(Stored data)
⟨

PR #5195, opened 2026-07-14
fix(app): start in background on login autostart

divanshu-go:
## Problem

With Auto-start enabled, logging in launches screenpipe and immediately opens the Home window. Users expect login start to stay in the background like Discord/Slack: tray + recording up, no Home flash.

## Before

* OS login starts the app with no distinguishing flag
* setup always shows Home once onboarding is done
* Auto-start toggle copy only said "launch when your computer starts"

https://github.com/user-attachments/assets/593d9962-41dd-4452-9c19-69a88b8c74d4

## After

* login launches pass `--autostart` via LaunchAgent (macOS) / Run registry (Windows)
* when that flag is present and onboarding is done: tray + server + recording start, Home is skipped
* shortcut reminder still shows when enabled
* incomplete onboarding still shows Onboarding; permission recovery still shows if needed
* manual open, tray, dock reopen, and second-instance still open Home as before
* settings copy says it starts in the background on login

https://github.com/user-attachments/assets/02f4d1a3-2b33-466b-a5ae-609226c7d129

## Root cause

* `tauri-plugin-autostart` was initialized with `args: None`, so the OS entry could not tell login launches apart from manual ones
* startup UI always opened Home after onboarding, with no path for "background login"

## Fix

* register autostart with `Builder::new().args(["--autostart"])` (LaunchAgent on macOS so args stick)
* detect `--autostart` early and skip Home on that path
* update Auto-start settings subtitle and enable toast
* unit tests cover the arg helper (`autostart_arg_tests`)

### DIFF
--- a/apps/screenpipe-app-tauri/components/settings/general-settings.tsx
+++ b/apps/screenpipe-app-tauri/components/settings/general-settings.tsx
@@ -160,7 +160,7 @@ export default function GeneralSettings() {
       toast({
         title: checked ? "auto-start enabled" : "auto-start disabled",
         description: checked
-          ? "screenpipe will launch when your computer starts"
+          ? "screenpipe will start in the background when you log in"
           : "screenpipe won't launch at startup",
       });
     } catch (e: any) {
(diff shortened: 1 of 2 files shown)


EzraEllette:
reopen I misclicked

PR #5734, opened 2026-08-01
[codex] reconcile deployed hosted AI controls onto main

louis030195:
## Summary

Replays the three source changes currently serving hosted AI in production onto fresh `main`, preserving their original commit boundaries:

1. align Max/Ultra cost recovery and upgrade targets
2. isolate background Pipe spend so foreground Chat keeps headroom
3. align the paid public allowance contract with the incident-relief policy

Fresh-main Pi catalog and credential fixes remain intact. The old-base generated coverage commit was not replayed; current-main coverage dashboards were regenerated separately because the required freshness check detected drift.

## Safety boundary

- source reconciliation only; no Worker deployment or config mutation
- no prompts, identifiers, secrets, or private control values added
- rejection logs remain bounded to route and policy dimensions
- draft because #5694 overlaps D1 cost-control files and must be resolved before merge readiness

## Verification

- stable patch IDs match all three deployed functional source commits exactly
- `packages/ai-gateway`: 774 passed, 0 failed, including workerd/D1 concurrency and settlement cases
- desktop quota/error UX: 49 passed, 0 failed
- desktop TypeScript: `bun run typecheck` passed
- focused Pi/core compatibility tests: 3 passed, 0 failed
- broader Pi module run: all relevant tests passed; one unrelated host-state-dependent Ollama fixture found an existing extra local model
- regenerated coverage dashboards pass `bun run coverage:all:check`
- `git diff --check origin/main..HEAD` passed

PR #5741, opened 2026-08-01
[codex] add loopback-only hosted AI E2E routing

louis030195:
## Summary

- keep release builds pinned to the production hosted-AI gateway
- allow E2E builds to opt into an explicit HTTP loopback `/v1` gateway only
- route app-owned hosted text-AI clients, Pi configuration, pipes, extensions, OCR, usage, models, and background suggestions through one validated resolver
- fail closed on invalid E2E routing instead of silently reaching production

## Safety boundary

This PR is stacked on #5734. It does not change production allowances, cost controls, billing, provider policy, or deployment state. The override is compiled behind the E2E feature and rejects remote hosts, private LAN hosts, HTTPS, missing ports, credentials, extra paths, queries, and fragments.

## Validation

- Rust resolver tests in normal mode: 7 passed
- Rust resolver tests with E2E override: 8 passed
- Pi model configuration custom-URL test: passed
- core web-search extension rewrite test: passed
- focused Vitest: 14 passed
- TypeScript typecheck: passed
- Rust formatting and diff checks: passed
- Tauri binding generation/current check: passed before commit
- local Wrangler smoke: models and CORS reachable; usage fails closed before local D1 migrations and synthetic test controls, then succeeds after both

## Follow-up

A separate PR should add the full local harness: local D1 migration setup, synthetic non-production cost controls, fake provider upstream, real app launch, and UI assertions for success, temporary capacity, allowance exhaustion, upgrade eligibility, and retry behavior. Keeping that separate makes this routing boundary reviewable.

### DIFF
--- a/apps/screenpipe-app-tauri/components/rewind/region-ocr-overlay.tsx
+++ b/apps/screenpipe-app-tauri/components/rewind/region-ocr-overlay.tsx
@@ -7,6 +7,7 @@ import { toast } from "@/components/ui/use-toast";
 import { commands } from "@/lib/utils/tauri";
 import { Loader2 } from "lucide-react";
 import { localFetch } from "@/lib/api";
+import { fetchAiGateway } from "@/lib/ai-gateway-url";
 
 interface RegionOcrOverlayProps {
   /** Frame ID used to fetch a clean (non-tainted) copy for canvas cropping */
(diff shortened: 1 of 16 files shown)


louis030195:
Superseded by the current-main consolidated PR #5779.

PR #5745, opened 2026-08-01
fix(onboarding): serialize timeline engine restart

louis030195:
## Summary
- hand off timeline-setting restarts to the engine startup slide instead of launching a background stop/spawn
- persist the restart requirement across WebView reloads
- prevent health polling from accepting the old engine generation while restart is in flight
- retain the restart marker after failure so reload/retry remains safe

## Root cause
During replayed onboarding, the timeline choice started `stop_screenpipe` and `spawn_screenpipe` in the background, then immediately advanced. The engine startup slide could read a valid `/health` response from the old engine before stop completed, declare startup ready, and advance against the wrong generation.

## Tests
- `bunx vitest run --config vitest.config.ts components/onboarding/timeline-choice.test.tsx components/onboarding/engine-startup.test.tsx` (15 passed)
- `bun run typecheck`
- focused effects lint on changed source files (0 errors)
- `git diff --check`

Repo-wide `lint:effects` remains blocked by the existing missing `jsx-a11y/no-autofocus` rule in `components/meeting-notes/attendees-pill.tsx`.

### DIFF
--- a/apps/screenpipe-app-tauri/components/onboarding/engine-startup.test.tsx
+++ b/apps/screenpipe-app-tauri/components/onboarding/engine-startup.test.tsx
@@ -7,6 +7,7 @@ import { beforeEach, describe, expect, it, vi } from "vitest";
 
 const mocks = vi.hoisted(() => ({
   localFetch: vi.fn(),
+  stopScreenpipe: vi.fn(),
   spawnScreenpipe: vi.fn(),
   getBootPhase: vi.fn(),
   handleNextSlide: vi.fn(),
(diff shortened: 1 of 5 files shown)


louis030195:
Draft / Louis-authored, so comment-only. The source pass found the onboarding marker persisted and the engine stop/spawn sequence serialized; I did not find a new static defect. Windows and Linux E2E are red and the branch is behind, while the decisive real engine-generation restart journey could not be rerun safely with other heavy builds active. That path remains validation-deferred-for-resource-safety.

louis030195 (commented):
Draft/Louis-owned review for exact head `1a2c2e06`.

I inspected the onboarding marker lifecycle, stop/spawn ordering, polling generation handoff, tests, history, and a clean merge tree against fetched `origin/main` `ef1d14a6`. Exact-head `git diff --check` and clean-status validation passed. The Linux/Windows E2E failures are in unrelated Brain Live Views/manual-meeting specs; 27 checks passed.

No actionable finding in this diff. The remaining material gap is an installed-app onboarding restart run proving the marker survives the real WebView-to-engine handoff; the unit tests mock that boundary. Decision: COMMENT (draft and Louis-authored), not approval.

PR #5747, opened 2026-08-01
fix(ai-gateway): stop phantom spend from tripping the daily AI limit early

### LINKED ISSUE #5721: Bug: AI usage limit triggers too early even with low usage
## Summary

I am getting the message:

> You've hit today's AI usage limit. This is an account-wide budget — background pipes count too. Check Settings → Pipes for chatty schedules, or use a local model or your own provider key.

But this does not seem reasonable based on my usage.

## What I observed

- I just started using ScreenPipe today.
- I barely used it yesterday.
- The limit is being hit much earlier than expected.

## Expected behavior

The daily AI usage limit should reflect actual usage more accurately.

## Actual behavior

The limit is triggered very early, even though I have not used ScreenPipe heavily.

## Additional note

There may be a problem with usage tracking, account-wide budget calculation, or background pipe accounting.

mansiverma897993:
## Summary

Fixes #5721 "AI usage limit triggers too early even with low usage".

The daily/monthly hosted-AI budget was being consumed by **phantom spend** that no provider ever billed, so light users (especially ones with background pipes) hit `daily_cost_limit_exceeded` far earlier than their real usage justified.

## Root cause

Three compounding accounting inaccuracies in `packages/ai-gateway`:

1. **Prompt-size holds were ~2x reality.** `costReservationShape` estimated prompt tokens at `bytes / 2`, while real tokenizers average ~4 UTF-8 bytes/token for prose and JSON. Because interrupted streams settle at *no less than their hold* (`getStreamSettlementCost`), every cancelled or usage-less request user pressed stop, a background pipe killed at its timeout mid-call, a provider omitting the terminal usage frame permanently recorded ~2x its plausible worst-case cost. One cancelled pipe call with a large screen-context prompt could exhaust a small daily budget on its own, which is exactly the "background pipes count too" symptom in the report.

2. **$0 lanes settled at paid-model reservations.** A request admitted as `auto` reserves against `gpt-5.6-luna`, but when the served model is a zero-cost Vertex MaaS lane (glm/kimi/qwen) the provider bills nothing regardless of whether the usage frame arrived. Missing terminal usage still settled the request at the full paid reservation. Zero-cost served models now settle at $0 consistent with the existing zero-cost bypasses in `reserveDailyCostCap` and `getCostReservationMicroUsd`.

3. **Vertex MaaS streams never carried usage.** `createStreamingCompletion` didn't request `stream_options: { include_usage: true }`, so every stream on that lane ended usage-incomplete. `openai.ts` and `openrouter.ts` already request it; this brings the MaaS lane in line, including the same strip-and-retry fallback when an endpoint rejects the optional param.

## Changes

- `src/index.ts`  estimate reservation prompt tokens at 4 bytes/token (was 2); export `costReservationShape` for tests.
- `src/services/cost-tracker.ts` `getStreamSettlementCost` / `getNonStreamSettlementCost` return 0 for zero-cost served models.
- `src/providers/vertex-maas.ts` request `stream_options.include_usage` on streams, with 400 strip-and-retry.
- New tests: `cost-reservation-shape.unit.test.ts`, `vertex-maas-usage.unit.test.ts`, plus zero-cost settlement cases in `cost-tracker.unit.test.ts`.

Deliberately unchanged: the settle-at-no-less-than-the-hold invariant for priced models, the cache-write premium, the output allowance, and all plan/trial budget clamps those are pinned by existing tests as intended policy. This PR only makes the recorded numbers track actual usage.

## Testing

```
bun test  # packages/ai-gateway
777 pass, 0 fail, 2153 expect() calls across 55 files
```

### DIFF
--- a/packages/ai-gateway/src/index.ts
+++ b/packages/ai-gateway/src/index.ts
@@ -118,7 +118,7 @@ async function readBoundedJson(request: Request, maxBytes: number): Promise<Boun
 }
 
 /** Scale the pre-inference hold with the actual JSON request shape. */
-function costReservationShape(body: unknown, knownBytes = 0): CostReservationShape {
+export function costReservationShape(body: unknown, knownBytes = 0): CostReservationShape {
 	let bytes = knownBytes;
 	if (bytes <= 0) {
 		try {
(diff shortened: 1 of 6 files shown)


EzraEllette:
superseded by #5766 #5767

⟩

Within the entries, find each line holding the string "still". Reply with how many there are, as a number alone.

#### [Task answer]
4